Far away points can have large influence...
Far away points in their mass, not individually, may have effect on filling in the "holes" of corresponding scale. In the presence of enough neighboring points the influence of far trends will be negligible. As a demonstration, write a univariate linear or cubic spline as a N-sum of RBF formally including "far-away" terms.
...all points are needed to reconstruct a given value. The calculation for each point involves summation over N points, which may be large, leading to accumulation of small errors.
The evaluation of large RBF could be done with the method of fast multipoles (FMM) to a given precision. The idea is to pre-compute all the influences of hierarchical groups of far-away points. This is similar to multipole decomposition in electrostatics: far away charges are approximated as one net charge or dipole, a finer structure of remote cloud doesn't matter here.
For moderate RBF one could indeed sum over N, perhaps using Kahan summation, for example, to preserve floating-point precision as much as possible.
Additionally, solving the matrix equation for large N may be unstable as well
Fitting a large globally supported RBF interpolant is indeed not an easy problem. One current approach is to use various matrix preconditioning methods. I for example am developing with my mentor an alternative approach, a greedy algorithm, which should allow fitting to very large oversampled datasets.

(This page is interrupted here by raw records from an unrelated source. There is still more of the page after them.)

PR #1171, opened 2019-08-21
Improve integration test helpers

errordeveloper:
### Description

We had been using helper function `eksctlSuccessWith`, `eksctlSuccessWith`, `eksctlStart` and `eksctlFail` to call `eksctl` binary from in the integration test suite.

These function are handy, but there is one major issue - any assertions in these functions end up being reference by the the line inside the function, not where the function had been called.

I've rewritten these as gomega matchers, which also read a little nicer:

```Go
c1 := NewCmd("true")
Expect(c1).To(RunSuccessfully())

c2 := NewCmd("false")
Expect(c1).ToNot(RunSuccessfully())

c4 := NewCmd("env").WithEnv("FOO=bar")

Expect(c4).To(RunSuccessfullyWithOutputString(ContainSubstring("FOO=bar\n")))
Expect(c4).To(RunSuccessfullyWithOutputString(ContainSubstring("PATH=")))

Expect(c4.WithCleanEnv()).To(RunSuccessfullyWithOutputString(Equal("FOO=bar\n")))
Expect(c4.WithCleanEnv()).To(RunSuccessfullyWithOutputString(Not(ContainSubstring("PATH="))))

c5 := NewCmd("echo").WithArgs("[]")

Expect(c5).To(RunSuccessfullyWithOutputString(MatchJSON("[]")))
```

### Checklist


integration/matchers/matchers.go
```diff
@@ -10,9 +10,46 @@ import (
...
+	m.stackNotFound = !found
+	return found, nil
+}
+
+func (m *existingStack) FailureMessage(actual interface{}) (message string) {
+	return fmt.Sprintf("Expected to find a Cloudformation stack named %s but it wasn't found", m.expectedStackName)
+}
+
+func (m *existingStack) NegatedFailureMessage(_ interface{}) (message string) {
+	return fmt.Sprintf("Expected NOT to find a Cloudformation stack named %s but it found", m.expectedStackName)
```
rndstr:
```suggestion
	return fmt.Sprintf("Expected NOT to find a Cloudformation stack named %s but it was found", m.expectedStackName)
```

integration/runner/runner.go
```diff
@@ -0,0 +1,184 @@
...
+func (m *runCmdMatcher) Match(actual interface{}) (bool, error) {
+	switch actual.(type) {
+	case Cmd:
+		return m.run(actual.(Cmd)), nil
+	case []Cmd:
+		for _, cmd := range actual.([]Cmd) {
+			if !m.run(cmd) {
+				return false, nil
+			}
+			continue
```
rndstr: remove

integration/runner/runner.go
```diff
@@ -0,0 +1,184 @@
...
+
+	if !m.runCmdMatcher.run(cmd) {
+		m.failureMessage = m.runCmdMatcher.FailureMessage(nil)
+		return false, nil
+	}
+
+	output := string(m.runCmdMatcher.session.Buffer().Contents())
+
+	if ok, err := m.outputMatcher.Match(output); !ok {
+		m.failureMessage = m.outputMatcher.FailureMessage(output)
```
rndstr: shouldn't we capture the `negatedFailureMessag` here and return it in `runCmdOutputMatcher#NegatedFailureMessage`?

integration/runner/runner.go
```diff
@@ -0,0 +1,184 @@
...
+}
+
+func (m *runCmdOutputMatcher) Match(actual interface{}) (bool, error) {
+	cmd, ok := actual.(Cmd)
+	if !ok {
+		return false, fmt.Errorf("not a Cmd")
+	}
+
+	if !m.runCmdMatcher.run(cmd) {
+		m.failureMessage = m.runCmdMatcher.FailureMessage(nil)
```
rndstr: (not capturing the `negatedFailureMessage` here is fine because we always expect this to succeed in order to match the output)

integration/gitopscreateprofile_test.go
```diff
@@ -8,21 +8,25 @@ import (
...
+	. "github.com/weaveworks/eksctl/integration/runner"
 )
 
 var _ = Describe("(Integration) generate profile", func() {
 
 	Describe("when generating a profile", func() {
 		It("should write the processed repo files in the supplied directory", func() {
 
-			eksctlSuccess("generate", "profile",
+			cmd := eksctlExperimentalCmd.WithArgs(
```
errordeveloper: Need to add this above:
```
			if clusterName = "" {
				clusterName = "amazing-testing-gopher"
			}
			if region = "" {
				region = "us-west-2"
			}
```

rndstr: could we initialize the `clusterName` at the beginning of the integration test for all the suites at once?

rndstr: could we initialize the clusterName at the beginning of the integration test for all the suites at once?

errordeveloper: Yes, good idea. I just thought it maybe better to do that in a separate PR.

marccarre: Yes, please, I had troubles with hardcoded-values mutating the state of the tests as they run, like the above ones, when running tests on an existing cluster, see also: https://github.com/weaveworks/eksctl/pull/1148/commits/df6773f4045218ccb4bf32321d8fc87b6bc61048.

integration/runner/runner.go
errordeveloper: Good idea, thanks!

integration/runner/runner.go
errordeveloper: Hm.. not exactly, we could be expecting a failure with particular output too.

errordeveloper:
Merging on the basis of @rndstr approval.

Are there other methods or extensions to the TPS method that smoothly solve the 2D interpolation problem from scattered data that don't have the above issues?
If your data is large but have more or less regular sparsity, or you can estimate the scales of holes, I would recommend compactly supported RBF or a series of them with different radius, that is how it's done I think in the ALGLIB library, for example.
EDIT in reply to the comments
"...if the data are much further apart than
the support size of the compactly supported radial basis functions, we will
get a useless approximation to the data, although it always interpolates... Conversely, if the
data are far closer to each other on average than the support size of the ra-
dial basis function, we lose the benefits of compact support. Thus, the scaling
should be related to the local spacing of the centres." -- Buhman, Radial Basis Functions. See also here.
If you don't have an estimate on the diameter of the largest possible gap and can't use a uniform radius, you may want to look for variable scaling schemes, for example:
"This algorithm builds multiscale (hierarchical) RBF models... with decreasing radii... Values predicted by the first layer of the RBF model are subtracted from the function values at nodes ... residuals are passed to the next iteration."
RE: "Interpolating, smooth, local. Pick any two"
That is too short and categorical to live by. A cubic spline minimizes a curvature-like functional while can be written in a locally supported B-spline basis.
RE: "minimizing some roughness functional ... you cannot minimize it locally, even if your basis support is local"
Even though CSRBF may look visually unpleasant when the radius is too small, they still minimize a norm, i.e., are the best approximator in a so-called native functional space which for Wendland's CSRBF of minimal degree is a classical Sobolev space. This is Theorem 10.35 in Wendland, Scattered Data Approximation.